# S5 & s7



## Rollroll (12 August 2011)

Hallo wer kann mir Offizielle Verkäufer/Händler empfehlen wo ich S5 und  S7 Komponenten mit aktueller Software / Hardware und/oder Firmware  bekomme. Wichtig es muss Neuware sein wegen Gewährleistung. Gute Preise  gute Besserung :smile: .. Ronald


----------



## Sockenralf (12 August 2011)

Hallo,

ich kaufe sowas entweder bei meinem Großhändler (Sonepar), bei meinem Schaltanlagenbauer, bei meinem Haus-und-Hof-Programmierer (beide sind Solution-Provider) oder eben beim großen S selber.

Woher kommst du denn?
Siemens schon mal angefragt?


MfG


----------



## Sockenralf (12 August 2011)

Hallo,

S5-Komponenten wirst du beim Hersteller nicht mehr kriegen, aber z.
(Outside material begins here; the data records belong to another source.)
PR #977, opened 2021-07-27
Fix #971 Fix router anchor links in docs

### LINKED ISSUE #971: Following anchor links via router-link does not work correctly
  - when a user clicks on a router-link with an anchor, there should be a transition to the top of the element with an anchor

  - if the anchor is on the current page, then the jump to the anchor is not performed (nothing happens)
  - if the anchor is on another page, then the transition to the page top is performed and not to the anchor 

* **Other information**

RVitaly1978:
## Description
close #971

Some of the changes:
  - if the anchor is on the current page, then the jump to the anchor is performed
  - if the anchor is on another page, then the transition to the anchor is performed
  - if the link without anchor is on another page, then the transition to the page top is performed

## Types of changes


packages/docs/src/router/index.ts
```diff
@@ -25,4 +25,16 @@ export const router = createRouter({
       children: routes.map((r) => ({ ...r, name: undefined })),
     },
   ],
+  // Good solution, but not working
```
asvae, line 28: Remove this?

asvae (approved):

asvae:
Cool!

B. bei Eichler (siehe Banner oben) oder beim Forenbetreiber hier 




MfG


----------



## Rollroll (12 August 2011)

Danke Sockenralf ..... ich selber komme aus der nähe von Ulm ..... Siemens noch nicht weil wie du schon sagst S5 meist nen Sonderfall ist und meine list ist lang  wie ist Sonepar denn so ?


----------



## Sockenralf (12 August 2011)

Hallo,

Ich bin mit Sonepar zufrieden.
Das in Langweid lagernde S7-Sortiment wird immer größer, so daß geläufige Teile innerhalb eines Tages geliefert sind (für Notfälle bieten die auch einen Abhol-Service)

Definiere mal "aus der Nähe von Ulm"
So Richtung Augsburg?

Dann kennst du ggf. meinen Schaltanlagenbauer und meinen Stamm-Programmierer


MfG


----------



## Rollroll (12 August 2011)

Aus Illertissen  also sagen wir es mal so .. ich nähere mich der Branche langsam an ... übernehme halt ab und an paar Aufgaben so wie das hier ..... ist halt auch ne große Sache ...... aber ich merke man muss halt auch  Kontakte haben um Wissen zu bekommen .... mach im Moment eine Umschulung zum Mechatroniker ...... ich hab nur so das Gefühl die Umschüler werden nicht so gern gesehen


----------



## c.wehn (13 August 2011)

Weil die manchmal gefährliches Halbwissen entwickeln! 
Einfach auf dem Teppich bleiben und lieber 2x fragen


----------



## Blockmove (13 August 2011)

Es gibt traditionelle "Feindschaften":
Hund <-> Katze
Mann <-> Frau
Elektriker <-> Mechaniker

Und nun gibt es Mechatroniker ... Sowas passt (noch) nicht ins Weltbild *ROFL*

Aber keine Sorge: Das wird schon

Gruß
Dieter

PS: Mit Sonepar (Augsburg) hab ich auch gute Erfahrungen


----------



## c.wehn (13 August 2011)

Hund <-> Katze
Mann <-> Frau
Mechaniker <-> Elektriker

Die ewigen gewinner auf der rechten Seite


----------



## Rollroll (17 August 2011)

Das mit den Hunde - Katze klingt gut ! Naja ich bleib am Ball ist manchmal nur echt schwer anzufangen denn wo fängt man ......


----------